Among the lines below, return each one that contains the word "then".

» Material for this exercise

================

PR #3261, opened 2025-10-30
[PT2E][X86] Add Inductor fusion passes of float8 qconv for X86Inductor backend

jiayisunx:
Summary:
This PR aims to support QConv weight prepacking, QConv unary fusion, and QConv binary fusion for fp8 data type in Inductor, to lower the ref quant model to X86Inductor backend.

### DIFF
--- a/torchao/quantization/pt2e/inductor_passes/x86.py
+++ b/torchao/quantization/pt2e/inductor_passes/x86.py
@@ -773,7 +773,10 @@ def _register_qconv_weight_prepack_pass(pattern, pass_number, dtype=torch.float3
         if has_free_symbols(x_shape):
             # For dynamic shape case, we can't get activation shape ahead of runtime.
             x_shape = None
-        if is_fp8 and w_scale.target is torch.ops.aten.full.default:
+        if is_fp8:
+            # For float8, we assume the scales are from aten.full.default instead of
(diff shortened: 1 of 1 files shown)


torchao/quantization/pt2e/inductor_passes/x86.py
```diff
@@ -792,14 +773,19 @@ def qconv_weight_prepack(match: Match, *args, **kwargs):
         if has_free_symbols(x_shape):
             # For dynamic shape case, we can't get activation shape ahead of runtime.
             x_shape = None
+        if is_fp8 and w_scale.target is torch.ops.aten.full.default:
```
Xia-Weiwen: Can you explain the special case here? And maybe a comment here will be helpful.

Xia-Weiwen (approved):

torchao/quantization/pt2e/inductor_passes/x86.py
jiayisunx: Added, thanks for your comment!

Xia-Weiwen:
> stamping since this doesn't touch the main torchao API or user API
> 
> can you show any performance metrics before and after the fusion as well

Thanks for reviewing. This fusion passes are actually for lowering, i.e., to fuse the pattern `dq - conv q` to `qconv`. So performance comparisons might not be meaningful.

PR #3265, opened 2025-10-30
Makes fallback float8 1x128 by 128x128 gemm output bfloat16

vkuzo:
Summary:

For now, we just care about bf16 output.  We can add fp32 and a flag to
control it later, if needed.

Test Plan:

```
pytest test/quantization/quantize_/workflows/float8/test_float8_tensor.py -s -k fp8_linear_variants -x
```

Reviewers:

Subscribers:

Tasks:

Tags:


vkuzo:
* #3279
* #3269
* __->__ #3265

vkuzo:
> LGTM. Btw in my benchmarks I found the torch._scaled_mm cutlass kernel for blockwise gemms to be much faster than the triton kernels. This was a few months ago, you can run the benchmarks scripts in this dir if you want: https://github.com/pytorch/ao/tree/main/benchmarks/prototype/blockwise_fp8_training

Yes, two things for ^:
1. we need https://github.com/pytorch/pytorch/pull/166752 to land in core for the scaling to be numerically correct before we enable it in torchao
2. we need a fallback path that works on various GPUs, torch.scaled_mm blockwise scaling only works on Hopper

PR #3279, opened 2025-11-03
make float8 a1x128_w128x128 granularity serializeable

vkuzo:
Summary:

Change the granularity for this scaling type from
`PerBlock((1, 128)), PerBlock((128, 128))` to `PerBlock([1, 128]), PerBlock([128, 128])`,
to get around the current limitation of config serialization not
supporting tuples.

Error when serializing tuples:
https://gist.github.com/vkuzo/ab4d6aec83cb98ad9417898d2c024a2c

Supporting tuples and lists would be a better long term fix, but the
workaround will unblock further work in the short term.

Test Plan:

```
pytest test/quantization/quantize_/workflows/float8/test_float8_tensor.py -s -x
```

Reviewers:

Subscribers:

Tasks:

Tags:


vkuzo:
* __->__ #3279

torchao/quantization/quant_api.py
```diff
@@ -1782,7 +1782,6 @@ def __post_init__(self):
                 KernelPreference.AUTO,
                 KernelPreference.TORCH,
             ), "unimplemented"
-            assert self.mm_config is None, "unimplemented"
```
jerryzh168, line 1785: is this supported now?

vkuzo: yes, this is tested with the serialization flow.  When the object is created a default value of `mm_config` is set, and then when object is saved and reloaded, that value then makes it to the constructor.

PR #3283, opened 2025-11-03
fix unit test to use no grad

liangel-02:
**Summary** 
Updating tests to use no grad due to [166367](https://github.com/pytorch/pytorch/pull/166367) breaking CI. PR was since reverted but updating in anticipation of it relanding. 

**Test**
`python test/quantization/quantize_/workflows/float8/test_float8_tensor.py`

### DIFF
--- a/test/quantization/quantize_/workflows/float8/test_float8_tensor.py
+++ b/test/quantization/quantize_/workflows/float8/test_float8_tensor.py
@@ -80,6 +80,7 @@ class ToyConvModel(torch.nn.Module):
 class TestFloat8Tensor(TorchAOIntegrationTestCase):
     def setUp(self):
         self.GPU_DEVICES = ["cuda"] if torch.cuda.is_available() else []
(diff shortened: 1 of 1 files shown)


test/quantization/quantize_/workflows/float8/test_float8_tensor.py
```diff
@@ -37,6 +37,7 @@
 
 # Needed since changing args to function causes recompiles
 torch._dynamo.config.cache_size_limit = 128
+torch.set_grad_enabled(False)
```
andrewor14: I think this disables it for all the tests, that's why some unrelated optim tests are failing? Maybe we should scope it to within the specific float8 test that's failing? @liangel-02 @jerryzh168 what do you think

jerryzh168: yeah I think we can put this in setUp of the test case

PR #3294, opened 2025-11-05
Add deprecation warnings for various inference configs

vkuzo:
Summary:

Adds warnings that the following configs will be moved to prototype in a
future release:
* `Int8DynamicActivationInt4WeightConfig`
* `Int4DynamicActivationInt4WeightConfig`
* `GemliteUIntXWeightOnlyConfig`
* `Float8StaticActivationFloat8WeightConfig`
* `UIntXWeightOnlyConfig`
* `FPXWeightOnlyConfig`

See https://github.com/pytorch/ao/issues/2752 for more context

Test Plan:

Reviewers:

Subscribers:

Tasks:

Tags:

### DIFF
--- a/test/quantization/test_quant_api.py
+++ b/test/quantization/test_quant_api.py
@@ -835,7 +835,9 @@ class TestQuantFlow(TestCase):
                 # Each call should have at least one warning.
                 # Some of them can have two warnings - one for deprecation,
                 # one for moving to prototype
-                self.assertTrue(len(_warnings) > 0)
+                # 1 warning - just deprecation
+                # 2 warnings - deprecation and prototype warnings
+                self.assertTrue(len(_warnings) in (1, 2))
                 found_deprecated = False
                 for w in _warnings:
                     if "is deprecated and will be removed in a future release" in str(


vkuzo:
* __->__ #3294

torchao/quantization/quant_api.py
```diff
@@ -592,6 +592,9 @@ def __post_init__(self):
         torch._C._log_api_usage_once(
             "torchao.quantization.Int8DynamicActivationInt4WeightConfig"
         )
+        warnings.warn(
+            "`Int8DynamicActivationInt4WeightConfig` will be moving to prototype in a future release of torchao. Please see https://github.com/pytorch/ao/issues/2752 for more details."
```
andrewor14, line 596: I feel this config can just be removed in the future in favor of `Int8DynamicActivationIntXWeightConfig`. Also maybe add the replacement in the warning?

test/quantization/test_quant_api.py
```diff
@@ -826,19 +826,23 @@ def test_config_deprecation(self):
...
-            self.assertEqual(len(_warnings), len(deprecated_apis_to_args))
-            for w in _warnings:
-                self.assertIn(
-                    "is deprecated and will be removed in a future release",
-                    str(w.message),
-                )
+                # Each call should have at least one warning.
+                # Some of them can have two warnings - one for deprecation,
+                # one for moving to prototype
+                self.assertTrue(len(_warnings) > 0)
```
andrewor14: I think we want to assert `len(_warnings) == 1` here, since we moved the warnings context manager outside the loop? E.g. if it's 2 then that means we've logged a warning each time we call the API, which could be very noisy

torchao/quantization/quant_api.py
```diff
@@ -963,6 +966,9 @@ def __post_init__(self):
         torch._C._log_api_usage_once(
             "torchao.quantization.Int4DynamicActivationInt4WeightConfig"
         )
+        warnings.warn(
+            "`Int4DynamicActivationInt4WeightConfig` will be moving to prototype in a future release of torchao. Please see https://github.com/pytorch/ao/issues/2752 for more details."
```
andrewor14, line 970: Do we know if anyone's actually using these configs? Is it moving to prototype just in case someone is still using them?

torchao/quantization/quant_api.py
vkuzo: I agree long term, I want to prioritize moving these out of main folder more urgently to clean up the main folder, and deleting outright is less urgent.  If someone wants to own deleting outright on a tight timeline, sounds good to me!

torchao/quantization/quant_api.py
vkuzo: Moving to prototype is to clean up main folder faster, and we can delete from prototype at a later time.  Note that there are some internal use cases using some of these configs.

test/quantization/test_quant_api.py
vkuzo: I can fix this, we can assert for length 1 to 2.  The 2nd warning is the one being added in this PR.

andrewor14 (approved):

PR #3768, opened 2026-01-29
Fix rowwise_scaled_linear_sparse_cutlass test

andrewor14:
**Summary:**

```
pytest test/test_ops_rowwise_scaled_linear_sparse_cutlass.py
```

This gives

```
E       RuntimeError: The size of tensor a (4) must match the size of tensor b (65) at non-singleton dimension 1
```

Seems like it's caused by https://github.com/pytorch/ao/pull/3759. We just need to update the test.

**Test Plan:**

```
pytest test/test_ops_rowwise_scaled_linear_sparse_cutlass.py
```

### DIFF
--- a/test/test_ops_rowwise_scaled_linear_sparse_cutlass.py
+++ b/test/test_ops_rowwise_scaled_linear_sparse_cutlass.py
@@ -71,10 +71,10 @@ def run_test_for_op(
     W_aqt = W_quant_func(W, Wq_dtype)
 
     Xq = X_aqt.tensor_impl.float8_data
-    X_scale = X_aqt.tensor_impl.scale
+    X_scale = X_aqt.tensor_impl.scale.squeeze(-1)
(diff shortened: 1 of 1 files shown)


jerryzh168 (approved):

jerryzh168:
should we add the test run to CI?

andrewor14:
I think there are reasons why it wasn't added to CI, maybe because it needs special hardware or something? I'll let @jcaip do that when he gets back

jerryzh168:
> I think there are reasons why it wasn't added to CI, maybe because it needs special hardware or something? I'll let @jcaip do that when he gets back

I think you can probably add to H100 test, but I'm also enabling the v2 version using this op in my PR any ways: https://github.com/pytorch/ao/pull/3727/changes#diff-bd400f440bccb67a4d23b5cc5c3ce843a1a6219354e25d69cd167827f62e415b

================

» Solution for this task
vkuzo: yes, this is tested with the serialization flow.  When the object is created a default value of `mm_config` is set, and then when object is saved and reloaded, that value then makes it to the constructor.
andrewor14: I think we want to assert `len(_warnings) == 1` here, since we moved the warnings context manager outside the loop? E.g. if it's 2 then that means we've logged a warning each time we call the API, which could be very noisy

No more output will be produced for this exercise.